[Collected data entries]
────────────────────
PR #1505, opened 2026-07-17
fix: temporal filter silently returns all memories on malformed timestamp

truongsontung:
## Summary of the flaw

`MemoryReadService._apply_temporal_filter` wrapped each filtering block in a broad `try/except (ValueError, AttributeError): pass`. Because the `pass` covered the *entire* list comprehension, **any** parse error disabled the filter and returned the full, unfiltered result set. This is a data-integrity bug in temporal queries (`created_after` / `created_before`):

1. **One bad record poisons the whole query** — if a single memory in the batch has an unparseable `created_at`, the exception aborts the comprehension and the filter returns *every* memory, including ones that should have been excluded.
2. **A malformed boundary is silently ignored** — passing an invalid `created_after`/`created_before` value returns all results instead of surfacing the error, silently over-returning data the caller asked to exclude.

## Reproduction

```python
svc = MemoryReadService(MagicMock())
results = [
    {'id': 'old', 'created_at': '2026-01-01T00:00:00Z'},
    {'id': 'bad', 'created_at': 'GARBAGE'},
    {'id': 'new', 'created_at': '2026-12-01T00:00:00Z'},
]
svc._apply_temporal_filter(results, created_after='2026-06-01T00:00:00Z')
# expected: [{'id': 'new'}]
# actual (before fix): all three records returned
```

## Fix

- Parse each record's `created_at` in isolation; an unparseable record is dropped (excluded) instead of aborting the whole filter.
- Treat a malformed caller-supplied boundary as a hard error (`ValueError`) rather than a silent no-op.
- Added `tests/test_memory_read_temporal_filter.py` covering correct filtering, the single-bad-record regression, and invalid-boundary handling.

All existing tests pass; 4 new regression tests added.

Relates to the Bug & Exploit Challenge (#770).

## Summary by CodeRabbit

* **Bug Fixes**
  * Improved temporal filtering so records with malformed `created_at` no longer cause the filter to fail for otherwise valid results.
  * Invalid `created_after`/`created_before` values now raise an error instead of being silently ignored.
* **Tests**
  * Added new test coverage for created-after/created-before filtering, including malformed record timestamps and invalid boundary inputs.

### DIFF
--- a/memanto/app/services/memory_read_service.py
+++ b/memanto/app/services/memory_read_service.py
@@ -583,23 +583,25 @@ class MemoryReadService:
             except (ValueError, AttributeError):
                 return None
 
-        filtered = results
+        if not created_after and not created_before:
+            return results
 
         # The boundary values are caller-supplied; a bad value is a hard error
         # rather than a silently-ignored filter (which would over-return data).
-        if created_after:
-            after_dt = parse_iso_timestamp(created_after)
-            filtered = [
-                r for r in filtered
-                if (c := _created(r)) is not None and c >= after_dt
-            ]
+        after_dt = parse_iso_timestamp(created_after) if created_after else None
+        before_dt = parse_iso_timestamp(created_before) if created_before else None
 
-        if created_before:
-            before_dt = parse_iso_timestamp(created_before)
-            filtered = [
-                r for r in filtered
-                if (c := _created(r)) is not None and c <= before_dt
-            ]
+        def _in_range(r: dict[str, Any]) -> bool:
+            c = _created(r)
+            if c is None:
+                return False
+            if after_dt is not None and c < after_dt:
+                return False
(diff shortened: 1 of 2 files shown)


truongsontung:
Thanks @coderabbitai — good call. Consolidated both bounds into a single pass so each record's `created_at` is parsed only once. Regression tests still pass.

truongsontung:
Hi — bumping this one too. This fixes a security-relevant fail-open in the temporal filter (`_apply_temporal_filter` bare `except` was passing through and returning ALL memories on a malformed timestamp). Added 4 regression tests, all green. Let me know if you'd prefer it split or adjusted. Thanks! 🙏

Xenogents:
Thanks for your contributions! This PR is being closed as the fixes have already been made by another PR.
────────────────────
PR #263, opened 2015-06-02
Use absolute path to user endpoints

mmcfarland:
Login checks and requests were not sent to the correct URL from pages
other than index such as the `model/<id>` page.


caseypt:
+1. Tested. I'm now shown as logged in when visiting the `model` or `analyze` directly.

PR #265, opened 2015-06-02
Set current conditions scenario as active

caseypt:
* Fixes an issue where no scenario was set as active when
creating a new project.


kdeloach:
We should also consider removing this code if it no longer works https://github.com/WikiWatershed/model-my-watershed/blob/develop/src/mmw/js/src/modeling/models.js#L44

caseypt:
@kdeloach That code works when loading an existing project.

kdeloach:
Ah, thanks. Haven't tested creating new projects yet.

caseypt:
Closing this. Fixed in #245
────────────────────
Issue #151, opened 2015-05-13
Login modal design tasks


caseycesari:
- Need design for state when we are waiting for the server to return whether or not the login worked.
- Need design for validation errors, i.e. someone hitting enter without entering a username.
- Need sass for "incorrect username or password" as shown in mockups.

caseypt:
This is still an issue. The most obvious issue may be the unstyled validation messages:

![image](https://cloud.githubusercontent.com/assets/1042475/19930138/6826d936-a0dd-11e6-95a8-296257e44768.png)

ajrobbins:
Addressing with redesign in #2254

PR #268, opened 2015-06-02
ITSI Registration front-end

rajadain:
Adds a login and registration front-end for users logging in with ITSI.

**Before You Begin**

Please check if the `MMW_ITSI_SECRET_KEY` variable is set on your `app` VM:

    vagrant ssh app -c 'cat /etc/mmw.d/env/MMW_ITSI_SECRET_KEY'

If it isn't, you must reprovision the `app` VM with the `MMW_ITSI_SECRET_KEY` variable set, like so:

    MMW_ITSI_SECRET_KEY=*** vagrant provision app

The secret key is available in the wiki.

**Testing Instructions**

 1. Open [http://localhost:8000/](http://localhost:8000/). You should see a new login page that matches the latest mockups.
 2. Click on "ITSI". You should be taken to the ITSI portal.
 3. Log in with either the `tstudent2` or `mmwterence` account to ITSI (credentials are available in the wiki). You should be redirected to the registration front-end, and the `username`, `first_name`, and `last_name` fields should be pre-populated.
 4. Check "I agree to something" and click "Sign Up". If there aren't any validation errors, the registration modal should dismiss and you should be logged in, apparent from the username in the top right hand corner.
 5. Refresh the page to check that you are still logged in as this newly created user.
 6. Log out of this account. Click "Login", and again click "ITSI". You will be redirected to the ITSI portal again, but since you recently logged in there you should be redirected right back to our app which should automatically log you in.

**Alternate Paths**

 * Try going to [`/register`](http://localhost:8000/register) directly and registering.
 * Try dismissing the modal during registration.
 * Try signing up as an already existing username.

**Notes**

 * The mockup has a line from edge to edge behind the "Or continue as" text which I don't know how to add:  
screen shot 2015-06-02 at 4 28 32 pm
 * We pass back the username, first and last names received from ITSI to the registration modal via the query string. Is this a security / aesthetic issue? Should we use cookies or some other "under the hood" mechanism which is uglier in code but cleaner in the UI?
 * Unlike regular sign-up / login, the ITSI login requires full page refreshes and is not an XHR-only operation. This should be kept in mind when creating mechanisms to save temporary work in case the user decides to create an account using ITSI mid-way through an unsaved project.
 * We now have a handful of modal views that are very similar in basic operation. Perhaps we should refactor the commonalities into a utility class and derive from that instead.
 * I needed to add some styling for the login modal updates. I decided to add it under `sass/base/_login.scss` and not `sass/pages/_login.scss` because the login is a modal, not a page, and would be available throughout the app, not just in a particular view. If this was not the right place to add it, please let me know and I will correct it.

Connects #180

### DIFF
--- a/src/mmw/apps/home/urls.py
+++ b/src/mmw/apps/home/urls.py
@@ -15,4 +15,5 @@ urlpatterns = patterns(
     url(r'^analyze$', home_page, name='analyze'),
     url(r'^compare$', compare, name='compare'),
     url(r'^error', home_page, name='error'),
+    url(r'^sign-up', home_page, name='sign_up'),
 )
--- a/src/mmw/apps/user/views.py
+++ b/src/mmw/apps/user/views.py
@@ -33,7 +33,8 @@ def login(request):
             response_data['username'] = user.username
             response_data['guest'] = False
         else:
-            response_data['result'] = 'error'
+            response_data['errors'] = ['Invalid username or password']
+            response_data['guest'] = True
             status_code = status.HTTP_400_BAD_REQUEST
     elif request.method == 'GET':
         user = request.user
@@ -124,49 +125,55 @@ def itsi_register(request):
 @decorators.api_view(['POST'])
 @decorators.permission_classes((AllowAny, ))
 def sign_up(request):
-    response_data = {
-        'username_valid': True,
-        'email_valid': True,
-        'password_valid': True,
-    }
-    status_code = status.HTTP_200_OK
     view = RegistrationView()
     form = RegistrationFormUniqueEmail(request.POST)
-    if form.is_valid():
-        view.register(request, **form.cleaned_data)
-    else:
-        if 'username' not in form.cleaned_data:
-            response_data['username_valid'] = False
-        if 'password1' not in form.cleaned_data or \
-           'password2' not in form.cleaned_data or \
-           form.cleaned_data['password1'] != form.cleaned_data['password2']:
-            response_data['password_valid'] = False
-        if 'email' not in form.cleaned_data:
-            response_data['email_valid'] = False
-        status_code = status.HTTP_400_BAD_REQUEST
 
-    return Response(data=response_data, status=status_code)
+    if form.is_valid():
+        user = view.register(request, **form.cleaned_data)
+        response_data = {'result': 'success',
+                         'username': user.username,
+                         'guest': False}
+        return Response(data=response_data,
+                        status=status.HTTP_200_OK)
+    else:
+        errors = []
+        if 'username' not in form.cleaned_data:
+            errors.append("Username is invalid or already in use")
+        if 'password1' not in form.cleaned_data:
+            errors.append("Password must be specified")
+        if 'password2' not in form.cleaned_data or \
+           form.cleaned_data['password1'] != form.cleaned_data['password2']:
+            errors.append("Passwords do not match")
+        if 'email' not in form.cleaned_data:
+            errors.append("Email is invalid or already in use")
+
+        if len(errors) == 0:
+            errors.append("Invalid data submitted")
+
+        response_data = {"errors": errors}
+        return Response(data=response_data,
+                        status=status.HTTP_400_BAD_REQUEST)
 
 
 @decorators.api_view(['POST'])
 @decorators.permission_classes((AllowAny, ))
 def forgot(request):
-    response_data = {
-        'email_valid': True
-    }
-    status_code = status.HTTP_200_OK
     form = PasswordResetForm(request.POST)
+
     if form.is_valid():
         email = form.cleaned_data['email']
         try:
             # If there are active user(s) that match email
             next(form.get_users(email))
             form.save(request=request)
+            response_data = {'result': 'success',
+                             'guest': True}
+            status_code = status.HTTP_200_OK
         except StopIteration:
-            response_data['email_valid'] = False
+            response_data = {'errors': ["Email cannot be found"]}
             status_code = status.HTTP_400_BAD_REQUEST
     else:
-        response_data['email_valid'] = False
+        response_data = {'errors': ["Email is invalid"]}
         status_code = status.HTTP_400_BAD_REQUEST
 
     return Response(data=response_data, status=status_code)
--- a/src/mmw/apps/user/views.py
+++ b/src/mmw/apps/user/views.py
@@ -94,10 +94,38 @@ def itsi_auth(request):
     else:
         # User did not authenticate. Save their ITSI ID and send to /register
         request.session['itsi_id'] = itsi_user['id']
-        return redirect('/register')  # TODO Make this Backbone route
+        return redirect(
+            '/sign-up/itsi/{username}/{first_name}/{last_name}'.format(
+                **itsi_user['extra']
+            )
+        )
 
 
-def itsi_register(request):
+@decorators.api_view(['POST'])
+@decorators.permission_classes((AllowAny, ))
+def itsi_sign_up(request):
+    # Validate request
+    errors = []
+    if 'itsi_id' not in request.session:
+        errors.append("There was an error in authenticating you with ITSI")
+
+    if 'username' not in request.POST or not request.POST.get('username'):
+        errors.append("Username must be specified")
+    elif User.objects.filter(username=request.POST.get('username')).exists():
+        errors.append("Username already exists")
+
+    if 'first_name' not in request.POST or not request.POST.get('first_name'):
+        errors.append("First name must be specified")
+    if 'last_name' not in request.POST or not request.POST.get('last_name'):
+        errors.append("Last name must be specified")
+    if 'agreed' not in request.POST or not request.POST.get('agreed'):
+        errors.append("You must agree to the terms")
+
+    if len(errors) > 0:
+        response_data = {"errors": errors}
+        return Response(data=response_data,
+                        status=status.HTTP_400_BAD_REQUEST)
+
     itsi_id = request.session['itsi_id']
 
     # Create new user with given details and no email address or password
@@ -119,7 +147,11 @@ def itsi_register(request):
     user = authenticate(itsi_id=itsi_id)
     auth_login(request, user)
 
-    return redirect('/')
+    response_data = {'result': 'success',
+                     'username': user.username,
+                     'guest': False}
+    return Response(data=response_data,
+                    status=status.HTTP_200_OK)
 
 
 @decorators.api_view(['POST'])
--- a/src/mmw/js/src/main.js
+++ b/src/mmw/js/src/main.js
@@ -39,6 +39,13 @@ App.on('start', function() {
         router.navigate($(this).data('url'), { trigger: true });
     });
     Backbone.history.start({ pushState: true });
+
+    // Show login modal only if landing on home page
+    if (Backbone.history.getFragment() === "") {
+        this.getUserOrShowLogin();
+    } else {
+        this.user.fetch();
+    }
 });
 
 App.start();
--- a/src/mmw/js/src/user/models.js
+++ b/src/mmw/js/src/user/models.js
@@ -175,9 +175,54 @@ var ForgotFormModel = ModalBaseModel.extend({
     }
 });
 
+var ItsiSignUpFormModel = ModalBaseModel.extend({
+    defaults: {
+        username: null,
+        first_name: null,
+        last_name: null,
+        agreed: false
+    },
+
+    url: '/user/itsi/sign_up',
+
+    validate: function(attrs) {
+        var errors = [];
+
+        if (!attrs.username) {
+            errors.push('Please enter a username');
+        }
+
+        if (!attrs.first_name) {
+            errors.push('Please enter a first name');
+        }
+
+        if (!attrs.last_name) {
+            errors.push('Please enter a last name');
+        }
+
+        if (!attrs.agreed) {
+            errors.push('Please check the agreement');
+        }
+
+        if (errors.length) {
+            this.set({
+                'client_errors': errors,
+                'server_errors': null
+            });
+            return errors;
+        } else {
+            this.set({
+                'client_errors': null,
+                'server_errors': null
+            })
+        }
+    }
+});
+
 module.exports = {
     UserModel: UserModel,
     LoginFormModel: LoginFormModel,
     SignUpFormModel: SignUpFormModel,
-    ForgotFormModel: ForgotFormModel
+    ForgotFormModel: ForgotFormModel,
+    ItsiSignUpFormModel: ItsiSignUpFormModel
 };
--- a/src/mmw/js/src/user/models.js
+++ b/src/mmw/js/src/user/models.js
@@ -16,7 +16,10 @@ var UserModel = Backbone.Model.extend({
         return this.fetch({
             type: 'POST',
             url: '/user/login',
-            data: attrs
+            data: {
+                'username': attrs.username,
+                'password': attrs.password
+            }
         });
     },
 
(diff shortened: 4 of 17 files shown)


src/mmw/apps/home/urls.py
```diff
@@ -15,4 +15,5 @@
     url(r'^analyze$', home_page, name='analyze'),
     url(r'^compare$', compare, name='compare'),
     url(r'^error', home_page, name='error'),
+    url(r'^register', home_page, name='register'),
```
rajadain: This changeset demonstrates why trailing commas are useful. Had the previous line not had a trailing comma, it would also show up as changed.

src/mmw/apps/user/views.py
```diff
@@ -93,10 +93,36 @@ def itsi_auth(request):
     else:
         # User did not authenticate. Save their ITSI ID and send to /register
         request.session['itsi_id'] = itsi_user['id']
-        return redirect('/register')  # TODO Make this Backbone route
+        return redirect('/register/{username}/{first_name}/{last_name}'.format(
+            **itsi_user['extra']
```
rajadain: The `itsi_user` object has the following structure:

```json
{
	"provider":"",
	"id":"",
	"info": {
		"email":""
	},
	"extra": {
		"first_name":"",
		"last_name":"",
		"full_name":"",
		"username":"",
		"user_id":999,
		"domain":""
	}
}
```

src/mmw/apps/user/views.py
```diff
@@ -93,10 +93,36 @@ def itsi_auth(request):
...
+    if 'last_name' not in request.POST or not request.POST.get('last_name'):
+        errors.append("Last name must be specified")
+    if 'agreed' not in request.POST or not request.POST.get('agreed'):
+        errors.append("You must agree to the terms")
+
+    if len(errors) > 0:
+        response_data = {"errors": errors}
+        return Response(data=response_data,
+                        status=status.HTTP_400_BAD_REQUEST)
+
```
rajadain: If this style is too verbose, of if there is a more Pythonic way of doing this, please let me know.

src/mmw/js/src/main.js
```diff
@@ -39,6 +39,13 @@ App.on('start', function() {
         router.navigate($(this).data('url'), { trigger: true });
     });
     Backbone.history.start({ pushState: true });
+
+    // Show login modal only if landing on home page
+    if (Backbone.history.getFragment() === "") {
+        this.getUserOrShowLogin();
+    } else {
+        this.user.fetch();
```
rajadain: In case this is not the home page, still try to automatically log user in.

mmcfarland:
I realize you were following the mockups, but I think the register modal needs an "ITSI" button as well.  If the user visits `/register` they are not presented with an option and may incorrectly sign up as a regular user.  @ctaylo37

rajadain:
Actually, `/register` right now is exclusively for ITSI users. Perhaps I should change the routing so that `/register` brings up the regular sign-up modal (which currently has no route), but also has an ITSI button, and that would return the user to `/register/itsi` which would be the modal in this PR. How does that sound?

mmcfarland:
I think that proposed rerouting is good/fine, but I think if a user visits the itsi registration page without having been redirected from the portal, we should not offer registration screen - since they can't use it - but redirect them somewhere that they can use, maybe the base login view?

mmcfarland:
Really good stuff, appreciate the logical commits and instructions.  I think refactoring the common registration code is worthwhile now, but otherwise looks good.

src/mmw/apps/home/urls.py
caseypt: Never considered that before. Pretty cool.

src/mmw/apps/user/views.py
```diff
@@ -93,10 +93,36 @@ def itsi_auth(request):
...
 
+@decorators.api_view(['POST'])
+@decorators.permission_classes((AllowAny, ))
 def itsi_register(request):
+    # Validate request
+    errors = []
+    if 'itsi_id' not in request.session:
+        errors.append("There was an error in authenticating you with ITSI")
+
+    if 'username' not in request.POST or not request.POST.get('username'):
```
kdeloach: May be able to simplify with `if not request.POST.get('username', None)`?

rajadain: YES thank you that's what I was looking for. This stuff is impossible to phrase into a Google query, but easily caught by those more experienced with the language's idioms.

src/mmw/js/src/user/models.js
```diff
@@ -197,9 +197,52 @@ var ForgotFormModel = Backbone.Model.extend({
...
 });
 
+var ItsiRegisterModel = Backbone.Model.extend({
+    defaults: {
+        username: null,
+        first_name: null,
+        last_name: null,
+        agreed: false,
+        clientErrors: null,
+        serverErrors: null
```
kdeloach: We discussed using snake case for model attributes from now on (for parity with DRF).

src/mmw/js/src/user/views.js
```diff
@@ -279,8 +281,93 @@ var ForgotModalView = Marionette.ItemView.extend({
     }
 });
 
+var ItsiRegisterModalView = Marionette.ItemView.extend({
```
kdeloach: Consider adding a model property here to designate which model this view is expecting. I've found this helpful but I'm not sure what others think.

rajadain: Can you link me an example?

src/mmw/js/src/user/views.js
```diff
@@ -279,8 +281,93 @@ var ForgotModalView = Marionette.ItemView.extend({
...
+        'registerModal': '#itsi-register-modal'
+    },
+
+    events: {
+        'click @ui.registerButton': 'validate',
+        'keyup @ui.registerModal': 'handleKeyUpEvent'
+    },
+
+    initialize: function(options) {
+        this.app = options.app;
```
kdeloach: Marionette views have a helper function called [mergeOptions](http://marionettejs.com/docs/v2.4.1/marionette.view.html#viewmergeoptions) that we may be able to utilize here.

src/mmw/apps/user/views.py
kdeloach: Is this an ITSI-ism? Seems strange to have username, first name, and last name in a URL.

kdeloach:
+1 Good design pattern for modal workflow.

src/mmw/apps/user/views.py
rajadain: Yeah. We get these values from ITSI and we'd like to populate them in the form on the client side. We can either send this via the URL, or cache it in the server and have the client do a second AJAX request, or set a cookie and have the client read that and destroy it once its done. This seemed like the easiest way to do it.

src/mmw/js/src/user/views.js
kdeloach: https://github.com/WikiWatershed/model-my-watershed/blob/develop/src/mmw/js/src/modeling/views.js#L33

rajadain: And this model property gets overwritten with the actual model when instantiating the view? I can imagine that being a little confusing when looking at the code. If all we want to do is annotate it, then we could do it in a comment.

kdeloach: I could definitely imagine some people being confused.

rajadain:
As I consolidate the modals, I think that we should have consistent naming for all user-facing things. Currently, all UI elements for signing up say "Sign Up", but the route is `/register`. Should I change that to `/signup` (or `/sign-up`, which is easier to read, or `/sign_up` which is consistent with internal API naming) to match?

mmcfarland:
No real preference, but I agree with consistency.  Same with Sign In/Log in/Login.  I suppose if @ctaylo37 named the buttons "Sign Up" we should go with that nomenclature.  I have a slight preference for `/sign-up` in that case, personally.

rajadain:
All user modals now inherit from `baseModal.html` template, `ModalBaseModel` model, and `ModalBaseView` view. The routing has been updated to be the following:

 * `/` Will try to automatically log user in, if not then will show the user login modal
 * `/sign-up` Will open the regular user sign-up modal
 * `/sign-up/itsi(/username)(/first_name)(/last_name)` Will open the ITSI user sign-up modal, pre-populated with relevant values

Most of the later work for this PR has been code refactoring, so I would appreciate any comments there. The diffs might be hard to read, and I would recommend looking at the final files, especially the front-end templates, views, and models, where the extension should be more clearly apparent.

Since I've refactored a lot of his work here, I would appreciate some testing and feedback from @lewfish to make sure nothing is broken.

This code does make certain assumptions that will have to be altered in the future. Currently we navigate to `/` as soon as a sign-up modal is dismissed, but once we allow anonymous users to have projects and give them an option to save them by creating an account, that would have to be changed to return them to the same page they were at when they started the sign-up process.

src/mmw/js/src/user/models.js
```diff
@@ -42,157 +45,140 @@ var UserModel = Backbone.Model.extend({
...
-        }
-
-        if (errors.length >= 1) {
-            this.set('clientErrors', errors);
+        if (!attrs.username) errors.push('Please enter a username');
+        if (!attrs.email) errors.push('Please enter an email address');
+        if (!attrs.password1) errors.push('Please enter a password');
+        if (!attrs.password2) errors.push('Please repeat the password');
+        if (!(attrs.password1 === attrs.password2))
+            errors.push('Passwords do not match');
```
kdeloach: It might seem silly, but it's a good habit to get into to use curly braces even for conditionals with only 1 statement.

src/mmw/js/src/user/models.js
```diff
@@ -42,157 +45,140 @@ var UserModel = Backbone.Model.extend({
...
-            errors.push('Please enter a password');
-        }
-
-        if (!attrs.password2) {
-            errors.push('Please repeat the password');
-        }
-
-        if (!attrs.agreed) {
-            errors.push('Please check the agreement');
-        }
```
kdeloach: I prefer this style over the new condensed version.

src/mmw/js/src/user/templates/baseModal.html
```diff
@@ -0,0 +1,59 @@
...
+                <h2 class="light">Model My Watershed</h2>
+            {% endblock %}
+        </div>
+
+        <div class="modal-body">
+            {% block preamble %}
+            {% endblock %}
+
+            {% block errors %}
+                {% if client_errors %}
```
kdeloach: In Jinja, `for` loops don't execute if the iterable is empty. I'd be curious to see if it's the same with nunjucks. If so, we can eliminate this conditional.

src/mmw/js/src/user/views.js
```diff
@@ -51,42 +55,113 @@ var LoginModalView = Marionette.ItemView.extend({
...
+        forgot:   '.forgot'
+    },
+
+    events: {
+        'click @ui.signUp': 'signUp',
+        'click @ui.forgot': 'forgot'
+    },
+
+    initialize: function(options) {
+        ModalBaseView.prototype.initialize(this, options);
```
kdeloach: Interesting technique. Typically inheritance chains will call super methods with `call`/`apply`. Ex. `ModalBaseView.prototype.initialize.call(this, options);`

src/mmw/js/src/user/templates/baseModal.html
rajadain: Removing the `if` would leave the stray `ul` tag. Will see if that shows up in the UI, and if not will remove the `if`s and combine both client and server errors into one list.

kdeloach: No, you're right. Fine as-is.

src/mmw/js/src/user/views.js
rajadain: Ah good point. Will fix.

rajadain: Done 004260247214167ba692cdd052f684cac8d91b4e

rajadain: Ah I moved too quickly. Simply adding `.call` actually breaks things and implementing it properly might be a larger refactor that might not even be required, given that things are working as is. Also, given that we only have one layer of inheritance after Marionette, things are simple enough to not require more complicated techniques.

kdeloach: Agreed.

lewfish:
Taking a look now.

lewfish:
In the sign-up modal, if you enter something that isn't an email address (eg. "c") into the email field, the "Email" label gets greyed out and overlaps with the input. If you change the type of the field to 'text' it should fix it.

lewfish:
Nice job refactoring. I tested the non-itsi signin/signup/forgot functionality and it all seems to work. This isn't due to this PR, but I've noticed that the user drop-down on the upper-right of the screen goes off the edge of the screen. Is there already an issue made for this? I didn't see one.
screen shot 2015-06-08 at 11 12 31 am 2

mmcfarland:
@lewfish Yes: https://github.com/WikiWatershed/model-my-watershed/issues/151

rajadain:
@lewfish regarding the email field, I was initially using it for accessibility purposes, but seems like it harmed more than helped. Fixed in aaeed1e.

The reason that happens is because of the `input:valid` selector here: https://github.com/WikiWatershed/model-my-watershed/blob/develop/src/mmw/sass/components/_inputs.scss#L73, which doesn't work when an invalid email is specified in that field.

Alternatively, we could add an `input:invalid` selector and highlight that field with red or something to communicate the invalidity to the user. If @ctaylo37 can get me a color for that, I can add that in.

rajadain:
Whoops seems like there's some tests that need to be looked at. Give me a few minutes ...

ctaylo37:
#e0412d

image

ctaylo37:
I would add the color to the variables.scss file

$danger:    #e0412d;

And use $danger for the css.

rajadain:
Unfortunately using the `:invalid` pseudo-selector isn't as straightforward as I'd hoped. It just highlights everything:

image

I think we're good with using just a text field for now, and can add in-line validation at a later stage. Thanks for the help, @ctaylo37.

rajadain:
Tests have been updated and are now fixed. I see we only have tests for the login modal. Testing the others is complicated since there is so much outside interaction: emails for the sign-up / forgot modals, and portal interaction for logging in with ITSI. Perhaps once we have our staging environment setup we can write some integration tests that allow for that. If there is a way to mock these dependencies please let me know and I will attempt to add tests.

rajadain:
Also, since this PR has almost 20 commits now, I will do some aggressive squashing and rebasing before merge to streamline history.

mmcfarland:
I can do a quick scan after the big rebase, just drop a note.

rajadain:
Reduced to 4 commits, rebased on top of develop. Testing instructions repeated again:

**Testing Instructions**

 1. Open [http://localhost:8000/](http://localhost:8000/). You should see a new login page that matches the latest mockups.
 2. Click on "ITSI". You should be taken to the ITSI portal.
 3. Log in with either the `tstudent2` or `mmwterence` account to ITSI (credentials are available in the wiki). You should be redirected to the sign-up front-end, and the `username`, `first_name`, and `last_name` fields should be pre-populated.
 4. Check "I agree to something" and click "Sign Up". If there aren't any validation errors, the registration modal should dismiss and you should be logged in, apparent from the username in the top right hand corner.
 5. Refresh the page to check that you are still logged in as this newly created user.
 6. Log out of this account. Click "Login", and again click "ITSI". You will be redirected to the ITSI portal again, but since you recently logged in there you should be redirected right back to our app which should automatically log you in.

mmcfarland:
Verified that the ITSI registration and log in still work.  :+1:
────────────────────
**Directions for this task**
A single number is expected: the count of lines in the entries that carry the string "automatically".

**Output of the task**
4